Los mil usos de los garbanzos: en ensalada, ropa vieja o como lecho de unos huevos fritos

«Declaro con la humildad franciscana que me asiste que no comí garbanzos durante cosa de treinta años de vida»

Los mil usos de los garbanzos: en ensalada, ropa vieja o como lecho de unos huevos fritos

Ensalada de garbanzos.

Decía Cela que los españoles y los mexicanos son las únicas razas capaces de digerir los garbanzos. Notoriamente erróneo, claro está. Pruébese el hummus, ese delicioso puré de origen incierto (Oriente Próximo en todo caso) que en algunos pueblos árabes se ofrece como acogida a los nuevos visitantes. O también sería cuestión de presentarle a mi amigo Rob —más británico que la menta— y que lo hubiera visto atacando un cocido madrileño, con el que pierde la compostura hasta el punto de hacer bueno eso que contaba Wodehouse de un personaje que «comiendo salchichas destruye el concepto de hombre como obra suprema de la naturaleza».

Por mi parte, declaro con la humildad franciscana que me asiste que me los perdí durante cosa de treinta años de vida. Fue un traumilla infantil, lo mío: de pequeño me obligaron a comérmelos, como Dios manda y las madres disponen, y tardé en indultarles todos esos años, tonto de mí. 

De modo que considéreseme un converso, mismo que lo fue San Pablo. Y, claro, los nuevorricos, ya se sabe. Fijaos si no en los exfumadores, buena parte de los cuales se constituyen en la bizarra espada justiciera de la Brigada Antivicio, denostando hasta el celestial humo de un buen veguero cubano. Sí, soy exfumador –qué remedio– pero que alguien me cuente de un placer (sin que medie pecado) comparable al de fumar un gran cigarro habano acompañado de un hirviente expresso y de un viejo single malt. En buena compañía, claro.

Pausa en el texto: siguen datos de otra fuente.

PR #1078, opened 2019-12-17
Add progress bar for notebooks

ChristopherHogan:
Unfortunately the idea of using `_repr_markdown_` and `__repr__` to adapt the display to notebooks and the terminal won't work because IPython will always call [`__repr__` in addition to `_repr_markdown_`](https://github.com/ipython/ipython/issues/9771). This PR adds a progress bar for notebooks, but still prints the same text it was printing before. It looks like this:

Screenshot from 2019-12-16 18-36-29

Including the text kind of defeats the purpose of the progress bar, but I'm not sure we can do much better until there is a reliable way to detect if we're running in a notebook.
@stevengj @oskooi

### DIFF
--- a/python/simulation.py
+++ b/python/simulation.py
@@ -2607,7 +2607,7 @@ def display_progress(t0, t, dt):
 
     def _disp(sim):
         t1 = mp.wall_time()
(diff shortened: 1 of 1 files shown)


stevengj:
Would be good to make this work in quiet mode, I think?

PR #1095, opened 2020-01-08
use_centered_grid

### LINKED ISSUE #1092: option to get DFT fields at Yee grid points
Might be useful (e.g. for adjoint calculations) to have an option `yee_grid` to `add_dft_fields` that allows you to pass `use_centered_grid=true` to the underlying `add_dft` function called in `fields::add_dft_fields`.

smartalecH:
Closes #1092 

Special thanks to @ChristopherHogan for help with the typemaps.

Added a test that just checks for proper execution -- it does not check if the underlying routine actually computes the correct DFT components at each yee grid point.


stevengj:
It might be clearer to call this flag `yee_grid=True` in the Python API?

smartalecH:
Addressed with latest commit. Also modified the docs.

PR #1100, opened 2020-01-10
Python tutorial and test for near2far for cylindrical coordinates

oskooi:
Should be merged after #1090. Also includes a test.

Scheme version and Jupyter notebook will be added in a separate PR.


stevengj:
As we discussed, you could compute the far fields along a line very far way, and then compute the magnitude of the Poynting vector at each point to get the power flowing in that direction.

Alternatively, you could do the Fourier transform of the near fields analogous to what you did for the 2d diffraction grating, following my instructions for how to do it in 3d.  That is, you are still doing the 2d Fourier transform over the near fields, exactly as if the structure was 3d.   Of course, when you perform the Fourier integrals, it will be more efficient to do the integrals in cylindrical coordinates.  The angular integrals can probably be done analytically since it looks like they are Bessel integrals (https://en.wikipedia.org/wiki/Bessel_function#Bessel's_integrals).   In principle, this is more direct, but it is easier to use the near2far code since that is already written.

PR #1110, opened 2020-01-28
improve mpi4py error message and update centos7 installer

d-a-v:
The change in `python/meep.i` provides a detailed error message that ***allows*** to find out causes of installation issues:
```
**
** failed to load python MPI module (mpi4py)
** /usr/local/lib64/python3.6/site-packages/mpi4py/MPI.cpython-36m-x86_64-linux-gnu.so: undefined symbol: ompi_mpi_logical8 
**
```
as compared to previously:
```
**
** failed to load python MPI module (mpi4py)
**
```

The updated installer builds a working version of meep inside a bare `centos:7` docker image.
The above error is solved by using `LD_PRELOAD` system environment variable.

### DIFF
--- a/contrib/build-meep.sh
+++ b/contrib/build-meep.sh
@@ -18,6 +18,7 @@ EOF
 
 [ -z "$1" ] && echo "(use -h for help)"
 
+test=false
 installdeps=true
 
 while [ ! -z "$1" ]; do
@@ -35,6 +36,13 @@ while [ ! -z "$1" ]; do
         -n)         # do not check for distribution dependencies
             installdeps=false
             ;;
+        -S)         # source directory (default: <installdir>/src)
+            SRCDIR="$2"
+            shift
+            ;;
+        -t)         # basic test
+            test=true
+            ;;
         *)
             echo "'$1' ?"
             help "$0"
@@ -45,16 +53,17 @@ done
 
 
 # detect wether DESTDIR is ending with src/
-[ -z ${DESTDIR} ] && DESTDIR=$(pwd)
-[ ${DESTDIR##*/} = src ] && DESTDIR=$(cd $(pwd)/..; pwd)
-SRCDIR=${DESTDIR}/src
+[ -z "${DESTDIR}" ] && DESTDIR=$(pwd)
+[ "${DESTDIR##*/}" = src ] && DESTDIR=$(cd $(pwd)/..; pwd)
+[ -z "$SRCDIR" ] && SRCDIR=${DESTDIR}/src
 
 cat << EOF
 
 This sript will download or update sources, compile and install MEEP.
-Please ensure the following final paths fit your needs:
+Please ensure the following final paths fit your needs
+Or use help '$0 -h' to change them:
     '${DESTDIR}/bin/meep'
-    '${DESTDIR}/lib/...'
+    '${DESTDIR}/lib(64)/...'
     '${DESTDIR}/share/...'
     '${DESTDIR}/...'
     '${SRCDIR}/<sources>'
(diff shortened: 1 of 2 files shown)


contrib/build-meep.sh
```diff
@@ -63,6 +72,28 @@ Press return to continue
...
+    export CXX=/usr/lib64/openmpi/bin/mpicxx
+    export PATH=${PATH}:/usr/lib64/openmpi/bin
+    RPATH_FLAGS="-Wl,-rpath,${DESTDIR}/lib64:/usr/lib64/openmpi/lib"
+    LDFLAGS="-L${DESTDIR}/lib64 -L/usr/lib64/openmpi/lib ${RPATH_FLAGS}"
+    CFLAGS="-I${DESTDIR}/include -I/usr/include/openmpi-x86_64/"
+    export PYTHONPATH=${DESTDIR}/lib/python3.6/site-packages
+    export PYTHONPATH=${PYTHONPATH}:/usr/local/lib64/python3.6/site-packages
+    export PYTHONPATH=${PYTHONPATH}:/usr/local/lib64/python3.6/site-packages/mpi4py
+    export LD_LIBRARY_PATH=${DESTDIR}/lib64:/usr/lib64/openmpi/lib:/usr/local/lib64/python3.6/site-packages/mpi4py/lib-pmpi:/usr/local/lib64/python3.6/site-packages/mpi4py
+    export LD_PRELOAD=/usr/lib64/openmpi/lib/libmpi.so
```
stevengj: Why is preloading needed?

contrib/build-meep.sh
```diff
@@ -63,6 +72,28 @@ Press return to continue
...
+    export CC=/usr/lib64/openmpi/bin/mpicc
+    export CXX=/usr/lib64/openmpi/bin/mpicxx
+    export PATH=${PATH}:/usr/lib64/openmpi/bin
+    RPATH_FLAGS="-Wl,-rpath,${DESTDIR}/lib64:/usr/lib64/openmpi/lib"
+    LDFLAGS="-L${DESTDIR}/lib64 -L/usr/lib64/openmpi/lib ${RPATH_FLAGS}"
+    CFLAGS="-I${DESTDIR}/include -I/usr/include/openmpi-x86_64/"
+    export PYTHONPATH=${DESTDIR}/lib/python3.6/site-packages
+    export PYTHONPATH=${PYTHONPATH}:/usr/local/lib64/python3.6/site-packages
+    export PYTHONPATH=${PYTHONPATH}:/usr/local/lib64/python3.6/site-packages/mpi4py
+    export LD_LIBRARY_PATH=${DESTDIR}/lib64:/usr/lib64/openmpi/lib:/usr/local/lib64/python3.6/site-packages/mpi4py/lib-pmpi:/usr/local/lib64/python3.6/site-packages/mpi4py
```
stevengj: Doesn't `mpicc` take care of the library path for us?

contrib/build-meep.sh
```diff
@@ -63,6 +72,28 @@ Press return to continue
...
+if $ubuntu; then
+    RPATH_FLAGS="-Wl,-rpath,${DESTDIR}/lib:/usr/lib/x86_64-linux-gnu/hdf5/openmpi"
+    LDFLAGS="-L${DESTDIR}/lib -L/usr/lib/x86_64-linux-gnu/hdf5/openmpi ${RPATH_FLAGS}"
+    CFLAGS="-I${DESTDIR}/include -I/usr/include/hdf5/openmpi"
+fi
+
+if $centos; then
+    export CC=/usr/lib64/openmpi/bin/mpicc
+    export CXX=/usr/lib64/openmpi/bin/mpicxx
+    export PATH=${PATH}:/usr/lib64/openmpi/bin
```
stevengj: why do we need to set PATH if we are giving the full path in CC and CXX?

python/meep.i
```diff
@@ -1563,8 +1563,8 @@ PyObject *_get_array_slice_dimensions(meep::fields *f, const meep::volume &where
     if with_mpi():
         try:
             from mpi4py import MPI
-        except ImportError:
-            print('\n**\n** failed to load python MPI module (mpi4py)\n**\n')
+        except ImportError as e:
+            print('\n**\n** failed to load python MPI module (mpi4py)\n**', e, '\n**\n')
```
stevengj: Would be good to split this change into a separate PR so that it can be merged independently.

d-a-v: done with #1140

contrib/build-meep.sh
d-a-v: This `PATH` will be removed in next commit

contrib/build-meep.sh
d-a-v: Yes, removed in next commit.

contrib/build-meep.sh
d-a-v: > Why is preloading needed?

I don't know the reason TBH but I can show the effect of not using it with centos 7.

If I'm missing something I don't know yet where. This is not needed for ubuntu.

```
[root@771c413e32e4 /]# python3 /tmp/test-meep.py 

**
** failed to load python MPI module (mpi4py)
** /usr/local/lib64/python3.6/site-packages/mpi4py/MPI.cpython-36m-x86_64-linux-gnu.so: undefined symbol: ompi_mpi_logical8 
**

Vector3<16.0, 8.0, 0.0>

Elapsed run time = 0.0002 s
[root@771c413e32e4 /]# export LD_PRELOAD=/usr/lib64/openmpi/lib/libmpi.so
[root@771c413e32e4 /]# python3 /tmp/test-meep.py 
Using MPI version 3.0, 1 processes
Vector3<16.0, 8.0, 0.0>

Elapsed run time = 0.0002 s
[root@771c413e32e4 /]# 
```
(It is a docker build <= me trying to explain 'root' :)

d-a-v:
My conclusion on this script is that it is easier to install everything in a docker environment (same OS and same destination directory as with native host), then copy the installed directories to the final host.
That was the only way I found really working without threat.
Otherwise libraries / binaries can be linked with several equivalent libraries at the same time. For example I saw openblas ***and*** atlas linked in `libmpb.so` even though `--with-blas=openblas` was passed to `configure`. It cannot happen when using the optional docker option for building.

I am opened to comments. This script was initially proposed to help meep users as it helped me to install meep for my users. Maintainers may have a different vision on how to build meep. I am OK if this appears too difficult to maintain in this repository, and removed, or if it should be improved in some way.

Note that I still have no answer about the bizarre need for LD_PRELOAD in the complex python interaction with all the dependencies on CentOS. I would be happy to get rid of it.

PR #1112, opened 2020-01-30
WIP: complex ε and μ output

### LINKED ISSUE #1108: complex ε and μ output
PR #919 by @smartalecH added support to output Re[ε(ω)] and Re[μ(ω)] at a given frequency ω.  It would be nice to support getting the full complex ε and μ as well.   The code [already computes this](https://github.com/NanoComp/meep/blob/db8d382e1e9078b3a52ee0c1420f00af399c5402/src/monitor.cpp#L257-L356) internally, but it currently takes the real part for output.

In particular, whenever a ω≠0 is specified and conductivity or susceptibilities are present, probably `output_epsilon`, `get_epsilon`, etcetera should probably output/return a complex array.

oskooi:
Fixes #1108 

There is just one thing that needs to be resolved: `output_epsilon` and `get_epsilon` output/return a complex array only when ω≠0 whereas conductivity or susceptibility needs to be present as well. I wasn't sure how to do this cleanly.

The following two lines need to be modified:

https://github.com/oskooi/meep/blob/a11f1982f8f487676b1f2be8c927a9b4bb53ce1d/python/simulation.py#L2013

https://github.com/oskooi/meep/blob/a11f1982f8f487676b1f2be8c927a9b4bb53ce1d/src/h5fields.cpp#L391


ChristopherHogan:
Hi Ardavan,

I've attached the signed document.

Chris

stevengj:
These parameters should be renamed from `omega` to `frequency`.

PR #1122, opened 2020-02-11
tempdir support

stevengj:
`mp.make_output_directory()` now makes a temporary directory with `mkdtemp`.

So, you can do `sim.use_output_directory(mp.make_output_directory())` to work in a temporary directory.

It would be nice to add a parameter to `use_output_directory` that automatically deletes the directory when the simulation destructor is called.

### DIFF
--- a/src/output_directory.cpp
+++ b/src/output_directory.cpp
@@ -150,7 +150,7 @@ got_tmpdir:
   strcat(strcpy(outdirname, tmpdir), meeptemplate);
 
   if (am_master() && !mkdtemp(outdirname)) {
-      abort("failed to create temporary output directory");
+      abort("failed to create temporary output directory \"%s\"", outdirname);
   }
   broadcast(0, outdirname, len);
   return outdirname;
--- a/src/output_directory.cpp
+++ b/src/output_directory.cpp
@@ -137,6 +137,17 @@ const char *make_output_directory(const char *exename, const char *jobname) {
   return outdirname;
 }
 
+/* similar to above, but creates a temporary directory */
+const char *make_output_directory() {
+  static char outdirname[] = "meepXXXXXX";
+  if (am_master()) {
+    if (!mkdtemp(outdirname))
+      abort("failed to create temporary output directory");
+  }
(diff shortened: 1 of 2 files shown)


oskooi:
This does not seem to be working as expected: `mp.make_output_directory()` creates a directory in the *current* directory rather than in one of the system directories (i.e. `/tmp`) in the way that Python's `tempfile.mkdtemp` does.

(As an aside, the two failing Travis tests `python/tests/bend_flux.py` and `python/tests/mode_coeffs.py` are both due to NanoComp/libctl#53 which was recently merged. The hard-coded values in the two tests likely need to be updated. cc @danielwboyce.)

src/output_directory.cpp
```diff
@@ -137,6 +128,17 @@ const char *make_output_directory(const char *exename, const char *jobname) {
   return outdirname;
 }
 
+/* similar to above, but creates a temporary directory */
+const char *make_output_directory() {
+  static char outdirname[] = "meepXXXXXX";
```
oskooi: The name of the output directory should probably include `/tmp` and therefore be changed to `"/tmp/meepXXXXXX"`. Otherwise, the directory is created in the current directory.

stevengj: Oh right.

Getting the tempdir properly is a little annoying.  Here is how [libuv does it](https://github.com/libuv/libuv/blob/7b28d36056d947e74e2c3347ee9bb04a1f5388c6/src/unix/core.c#L1069-L1117).  (libuv is MIT/expat licensed so we can grab its implementation.)

stevengj: Done.

stevengj:
It now puts it in the temporary directory (`/tmp` or similar).

stevengj:
I also noticed that, contrary to its name, `trash_output_directory` does not actually "trash" anything.  It just calls `mkdir` to create the directory, but this does not delete any existing directory.

src/output_directory.cpp
stevengj: Done.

Mi principal preparó hace unos días una ensalada con los garbanzos sobrantes de un cocido. Siempre he tenido prevención a los garbanzos en ensalada, pero ésta me reconcilió con ellos en frío… Y al paso que voy acabaré siendo fan de los garbanzos crudos. La receta, sencilla a lo que da, es estupenda. Las cantidades que apunto son para un cuenco mediano de garbanzos (sobrantes de un cocido del día anterior):

  • Un chalote
  • Un cuarto de pimiento verde italiano
  • Medio pepino pequeño, sin semillas
  • Un tomate seco
  • Una cucharadita colmada de comino molido
  • Otra, rasa, de pimentón picante
  • Un chorrito de limón
  • Aceite de oliva virgen extra
  • Sal

Píquense las verduras y mézclese todo bien, y a servir. Ya me diréis.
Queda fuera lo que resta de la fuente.